Cloud 9 had done his bid like a gangster, and he was coming home the same way, with a throwdown that proved his investments had matured more than he had. We could hear the music from three piers away, inside our cab, and by the time we pulled up it was deafening, monumentally obnoxious. Although not compared to the yacht.
Imagine the boat you’d build if you were the richest man in the world, and had the smallest penis. The lower deck was crammed with early-comers, drinks in hand, grooving to techno or one of its infinite, indistinguishable variants, all of which sound to me the way a Eurotrash guy’s cologne smells. Hundreds more were lined up on the dock, spilling from the ass-end of a velvet-rope maze. At the front, three bouncer-sized men holding clipboards they never looked at and walkie-talkies they never spoke into beckoned people up the gangway in groups of three and four.
Billy unfolded himself onto the curb and blinked at the commotion. He didn’t even have the presence of mind to close the taxi door behind him, just stood there running his p
alm over his crewcut again and again. It made him look freshly lobotomized, and his scalp was forty percent lighter than his forehead, but two-toned psych-ward-deserter was an improvement.
“Come on,” I said, “we better get in line.”
“Like hell.”
I turned to look at him, but Billy was already fifteen feet away, and all I could make out was the bob and weave of his shorn dome.

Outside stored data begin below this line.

PR #168, opened 2018-01-15
[DEV APPROVED] Redis.connect is now replaced by Redis.new

paulanthonywilson:
The previous Gem upgrades had updated the Redis gem to 4.0.1, which no longer has the method `Redis.connect`. Now it is `Redis.new`.

This is loosely connected to https://moneyadviceservice.tpondemand.com/RestUI/Board.aspx#page=board/4771110243071511547&appConfig=eyJhY2lkIjoiREI4ODcwRjkxMDNDRTM2NTlBMzhDNTRBRTVBNUU1N0UifQ==&boardPopup=userstory/8699/silent but effectively means that the current version of `mas-rad_core` on Rubygems is unusable in production mode.

### DIFF
--- a/config/initializers/geocoder.rb
+++ b/config/initializers/geocoder.rb
@@ -5,6 +5,6 @@ if Rails.env.production?
     lookup: :google,
     use_https: true,
     api_key: ENV['GOOGLE_GEOCODER_API_KEY'],
-    cache: Redis.connect(url: ENV['REDISTOGO_URL'])
+    cache: Redis.new(url: ENV['REDISTOGO_URL'])
   )
 end


tomas-stefano:
Can you provide more information about the impact, please? What "previous Gem upgrades"? Can you post a link to this work, please? And since the connect method does not exist ... is this a bug that is happening on production? And mostly important, were there no tests to the existing code base to catch this? Do you think is good to add one?

paulanthonywilson:
1. This is the previous work to upgrade the gems. https://github.com/moneyadviceservice/mas-rad_core/pull/164
1. It is not happening on production because, presumably, no-one has tried to deploy this latest version of the gem - the one with the security upgrades - to production.
1. I only speculate why the previous developer did not add tests back in 2015. I would guess that it's because this initialiser is only called in production mode, and tests run in test mode. Also that that team were under immense pressure.
1. I don't think it's a good idea to add one; the difficulties of adding a test for a production-only configuration outweigh the chances of this happening again. Production deploys will fail, without taking down the current production system, which is a test enough.

PR #172, opened 2018-01-24
[WIP] 8802: Fixes serialization and to_json of the Firm model

scott-ad-riley:
It's not clear which gem exactly caused the issue but this line now returns an object with the serialized firm inside of a top level "firm" key after calling `to_json`.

At every moment, my father simply occupied the one spot where nobody was; if you shrank the people down to molecules, it would’ve been the kind of phenomenon a physicist would name after himself. For a second, I wondered if Billy had learned it in the rainforest. Then I realized this was some graffiti-shogun shit.
I tried to follow him, and within seconds found myself as stymied as a spiderwebbed fly. I always imagine Stymie was a real person, by the way, a guy so hapless that his buddies started using his name as a synonym for failure. I turned around and began trying to retrace my long-gone path, then froze when I heard my name over a bullhorn.
“Paging Kilroy Dondi Vance. Mr. Vance, please step to the front of the line.”
“Ayo!” I threw my hand up, waved it around. Dozens of older, better-dressed people turned to suck their teeth at the kid acting a fool. “That’s me,” I announced, and the masses parted grudgingly, salty as the Red Sea. I strutted through a corridor of bodies and joined Billy. A bouncer fastened orange paper bands around our left wrists. “VIP lounge is on the top deck,” he said, stepping aside to let us board.
We climbed the gangplank, and both flights of stairs. At the top, another bouncer flicked his eyes at our wrists, then reached for the handle of a smoked-glass door. Weird, I thought, that a dude fresh out the penitentiary would be so into security. Or maybe it wasn’t.